- [Task statement] Copy every record below exactly.

[Saved data entries]
··········

PR #806, opened 2025-03-18
openrc-run: Support standard input redirection too

nmeum:
OpenRC already supports redirecting standard output/error of services. This patch adds support for redirecting standard input as well. I encountered the lack of this feature while working on a user service for a Wayland compositor status bar which reads status text to be displayed from stdin. Input redirection allows me to connect this user services with another user service providing the status text via a named pipe.

Note that input redirection is also supported by systemd (and potentially other service supervisors) through the `StandardInput=` directive [\[1\]][1]. I intentionally did not implement redirection from a program as an input as I believe that in such a case the input program (assuming it is long-running) should be supervised by OpenRC as well and the two should be connected through a named pipe. 

[1]: https://www.freedesktop.org/software/systemd/man/latest/systemd.exec.html#StandardInput=

### DIFF
--- a/man/openrc-run.8
+++ b/man/openrc-run.8
@@ -158,18 +158,23 @@ use this to change the user id, and optionally group id,  before
 or
 .Xr supervise-daemon 8
 launches the daemon.
-.It Ar output_log
-This is the path to a file or named pipe where the standard output from
-the service will be redirected. If you are starting this service with
+.It Ar input_file
+This is the path to a file or named pipe to which the standard input of the
+service will be redirected to. If you are starting this service with
 .Xr start-stop-daemon 8 ,
 ,  you must set
 .Pa command_background
 to true. Keep in mind that this path will be inside the chroot if the
 .Pa chroot
-variable is set.
+variable is set. Contrary to output and error redirection, input redirection
+assumes that the file exists already.
+.It Ar output_log
+The same thing as
+.Pa input_file
+but for the standard output.
 .It Ar error_log
 The same thing as
-.Pa output_log
+.Pa input_file
 but for the standard error output.
 .It Ar output_logger
 This is a process which will be used to log the standard output from the
--- a/src/start-stop-daemon/start-stop-daemon.c
+++ b/src/start-stop-daemon/start-stop-daemon.c
@@ -94,7 +94,7 @@ enum {
 
 const char *applet = NULL;
 const char *extraopts = NULL;
-const char getoptstring[] = "I:KN:PR:Sa:bc:d:e:g:ik:mn:op:s:tu:r:w:x:1:2:3:4:" \
+const char getoptstring[] = "I:KN:PR:Sa:bc:d:e:g:ik:mn:op:s:tu:r:w:x:0:1:2:3:4:" \
 	getoptstring_COMMON;
 const struct option longopts[] = {
 	{ "capabilities", 1, NULL, LONGOPT_CAPABILITIES},
@@ -124,6 +124,7 @@ const struct option longopts[] = {
 	{ "chroot",       1, NULL, 'r'},
 	{ "wait",         1, NULL, 'w'},
 	{ "exec",         1, NULL, 'x'},
+	{ "stdin",        1, NULL, '0'},
 	{ "stdout",       1, NULL, '1'},
 	{ "stderr",       1, NULL, '2'},
 	{ "stdout-logger",1, NULL, '3'},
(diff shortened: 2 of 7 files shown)


man/openrc-run.8
```diff
@@ -158,7 +158,7 @@ use this to change the user id, and optionally group id,  before
 or
 .Xr supervise-daemon 8
 launches the daemon.
-.It Ar output_log
+.It Ar input_file
 This is the path to a file or named pipe where the standard output from
```
navi-desu, line 162: still mentions standard output

nmeum: Good catch! Fixed.

navi-desu:
> I intentionally did not implement redirection from a program as an input as I believe that in such a case the input program (assuming it is long-running) should be supervised by OpenRC as well and the two should be connected through a named pipe.

the same could be argued for {output,error}_logger tbh, which fwiw i want to default to posix `logger` in #783 -- this now gives me thoughts about if we want to supervise the logger too

src/start-stop-daemon/start-stop-daemon.c
```diff
@@ -1071,6 +1078,13 @@ int main(int argc, char **argv)
 		stdin_fd = devnull_fd;
 		stdout_fd = devnull_fd;
 		stderr_fd = devnull_fd;
+		if (redirect_stdin) {
+			if ((stdin_fd = open(redirect_stdin,
+				    O_RDONLY)) == -1)
```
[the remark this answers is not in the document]
nmeum: > Intentional? Then it should be documented properly since the current documentation makes it seem like -0 -1 -2 behave the same way.

Oh you are absolutely right. Didn't think about this too much as I just had my "another services creates a named pipe" use case in mind. I guess we should create it as well to be consistent with the other options? However, creating an empty regular file also doesn't make much sense it this use case, or does it? What do you think? Definitely should be documented in any case.

> What's systemd's behavior in cases where the stdin file doesn't exist, does it create it?

Unfortunately, [the documentation](https://www.freedesktop.org/software/systemd/man/latest/systemd.exec.html#StandardInput=) is not very explicit about it:

> The file:path option may be used to connect a specific file system object to standard input. An absolute path following the ":" character is expected, which may refer to a regular file, a FIFO or special file. If an AF_UNIX socket in the file system is specified, a stream socket is connected to it. The latter is useful for connecting standard input of processes to arbitrary system services.

Need to check the source or try it out.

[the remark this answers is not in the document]
nmeum: Looks like systemd also does not create the file:

https://github.com/systemd/systemd/blob/v257.4/src/core/exec-invoke.c#L424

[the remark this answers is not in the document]
nmeum: Right, but we don't support sockets for output redirection either so I think it is out-of-scope for this PR.

I updated the man pages to document that input redirection doesn't create the file. Note that this is also how shell input redirection works, i.e. `< foo` doesn't create the file `foo` and errors if it doesn't exist so I think this is the behavior we want here.

man/openrc-run.8
```diff
@@ -158,18 +158,23 @@ use this to change the user id, and optionally group id,  before
 or
 .Xr supervise-daemon 8
 launches the daemon.
-.It Ar output_log
-This is the path to a file or named pipe where the standard output from
+.It Ar input_file
+This is the path to a file or named pipe where the standard input from
 the service will be redirected. If you are starting this service with
```
N-R-K, line 163:
```suggestion
This is the path to a file or named pipe to which the standard input of the
service will be redirected to. If you are starting this service with
```

man/openrc-run.8
```diff
@@ -158,18 +158,23 @@ use this to change the user id, and optionally group id,  before
...
 .Xr start-stop-daemon 8 ,
 ,  you must set
 .Pa command_background
 to true. Keep in mind that this path will be inside the chroot if the
 .Pa chroot
-variable is set.
+variable is set. Input redirection only opens the file for reading and
+(contrary to output redirection) doesn't create it, if it doesn't exist.
```
N-R-K, line 170:
```suggestion
(contrary to output and error redirection) doesn't create it, if it doesn't exist.
```

N-R-K (commented):
Code wise looks okay. Some small documentation rewording suggestions:

N-R-K (approved):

··········

- [Response box]
PR #806, opened 2025-03-18
openrc-run: Support standard input redirection too

nmeum:
OpenRC already supports redirecting standard output/error of services. This patch adds support for redirecting standard input as well. I encountered the lack of this feature while working on a user service for a Wayland compositor status bar which reads status text to be displayed from stdin. Input redirection allows me to connect this user services with another user service providing the status text via a named pipe.

Note that input redirection is also supported by systemd (and potentially other service supervisors) through the `StandardInput=` directive [\[1\]][1]. I intentionally did not implement redirection from a program as an input as I believe that in such a case the input program (assuming it is long-running) should be supervised by OpenRC as well and the two should be connected through a named pipe. 

[1]: https://www.freedesktop.org/software/systemd/man/latest/systemd.exec.html#StandardInput=

### DIFF
--- a/man/openrc-run.8
+++ b/man/openrc-run.8
@@ -158,18 +158,23 @@ use this to change the user id, and optionally group id,  before
 or
 .Xr supervise-daemon 8
 launches the daemon.
-.It Ar output_log
-This is the path to a file or named pipe where the standard output from
-the service will be redirected. If you are starting this service with
+.It Ar input_file
+This is the path to a file or named pipe to which the standard input of the
+service will be redirected to. If you are starting this service with
 .Xr start-stop-daemon 8 ,
 ,  you must set
 .Pa command_background
 to true. Keep in mind that this path will be inside the chroot if the
 .Pa chroot
-variable is set.
+variable is set. Contrary to output and error redirection, input redirection
+assumes that the file exists already.
+.It Ar output_log
+The same thing as
+.Pa input_file
+but for the standard output.
 .It Ar error_log
 The same thing as
-.Pa output_log
+.Pa input_file
 but for the standard error output.
 .It Ar output_logger
 This is a process which will be used to log the standard output from the
--- a/src/start-stop-daemon/start-stop-daemon.c
+++ b/src/start-stop-daemon/start-stop-daemon.c
@@ -94,7 +94,7 @@ enum {
 
 const char *applet = NULL;
 const char *extraopts = NULL;
-const char getoptstring[] = "I:KN:PR:Sa:bc:d:e:g:ik:mn:op:s:tu:r:w:x:1:2:3:4:" \
+const char getoptstring[] = "I:KN:PR:Sa:bc:d:e:g:ik:mn:op:s:tu:r:w:x:0:1:2:3:4:" \
 	getoptstring_COMMON;
 const struct option longopts[] = {
 	{ "capabilities", 1, NULL, LONGOPT_CAPABILITIES},
@@ -124,6 +124,7 @@ const struct option longopts[] = {
 	{ "chroot",       1, NULL, 'r'},
 	{ "wait",         1, NULL, 'w'},
 	{ "exec",         1, NULL, 'x'},
+	{ "stdin",        1, NULL, '0'},
 	{ "stdout",       1, NULL, '1'},
 	{ "stderr",       1, NULL, '2'},
 	{ "stdout-logger",1, NULL, '3'},
(diff shortened: 2 of 7 files shown)


man/openrc-run.8
```diff
@@ -158,7 +158,7 @@ use this to change the user id, and optionally group id,  before
 or
 .Xr supervise-daemon 8
 launches the daemon.
-.It Ar output_log
+.It Ar input_file
 This is the path to a file or named pipe where the standard output from
```
navi-desu, line 162: still mentions standard output

nmeum: Good catch! Fixed.

navi-desu:
> I intentionally did not implement redirection from a program as an input as I believe that in such a case the input program (assuming it is long-running) should be supervised by OpenRC as well and the two should be connected through a named pipe.

the same could be argued for {output,error}_logger tbh, which fwiw i want to default to posix `logger` in #783 -- this now gives me thoughts about if we want to supervise the logger too

src/start-stop-daemon/start-stop-daemon.c
```diff
@@ -1071,6 +1078,13 @@ int main(int argc, char **argv)
 		stdin_fd = devnull_fd;
 		stdout_fd = devnull_fd;
 		stderr_fd = devnull_fd;
+		if (redirect_stdin) {
+			if ((stdin_fd = open(redirect_stdin,
+				    O_RDONLY)) == -1)
```
[the remark this answers is not in the document]
nmeum: > Intentional? Then it should be documented properly since the current documentation makes it seem like -0 -1 -2 behave the same way.

Oh you are absolutely right. Didn't think about this too much as I just had my "another services creates a named pipe" use case in mind. I guess we should create it as well to be consistent with the other options? However, creating an empty regular file also doesn't make much sense it this use case, or does it? What do you think? Definitely should be documented in any case.

> What's systemd's behavior in cases where the stdin file doesn't exist, does it create it?

Unfortunately, [the documentation](https://www.freedesktop.org/software/systemd/man/latest/systemd.exec.html#StandardInput=) is not very explicit about it:

> The file:path option may be used to connect a specific file system object to standard input. An absolute path following the ":" character is expected, which may refer to a regular file, a FIFO or special file. If an AF_UNIX socket in the file system is specified, a stream socket is connected to it. The latter is useful for connecting standard input of processes to arbitrary system services.

Need to check the source or try it out.

[the remark this answers is not in the document]
nmeum: Looks like systemd also does not create the file:

https://github.com/systemd/systemd/blob/v257.4/src/core/exec-invoke.c#L424

[the remark this answers is not in the document]
nmeum: Right, but we don't support sockets for output redirection either so I think it is out-of-scope for this PR.

I updated the man pages to document that input redirection doesn't create the file. Note that this is also how shell input redirection works, i.e. `< foo` doesn't create the file `foo` and errors if it doesn't exist so I think this is the behavior we want here.

man/openrc-run.8
```diff
@@ -158,18 +158,23 @@ use this to change the user id, and optionally group id,  before
 or
 .Xr supervise-daemon 8
 launches the daemon.
-.It Ar output_log
-This is the path to a file or named pipe where the standard output from
+.It Ar input_file
+This is the path to a file or named pipe where the standard input from
 the service will be redirected. If you are starting this service with
```
N-R-K, line 163:
```suggestion
This is the path to a file or named pipe to which the standard input of the
service will be redirected to. If you are starting this service with
```

man/openrc-run.8
```diff
@@ -158,18 +158,23 @@ use this to change the user id, and optionally group id,  before
...
 .Xr start-stop-daemon 8 ,
 ,  you must set
 .Pa command_background
 to true. Keep in mind that this path will be inside the chroot if the
 .Pa chroot
-variable is set.
+variable is set. Input redirection only opens the file for reading and
+(contrary to output redirection) doesn't create it, if it doesn't exist.
```
N-R-K, line 170:
```suggestion
(contrary to output and error redirection) doesn't create it, if it doesn't exist.
```

N-R-K (commented):
Code wise looks okay. Some small documentation rewording suggestions:

N-R-K (approved):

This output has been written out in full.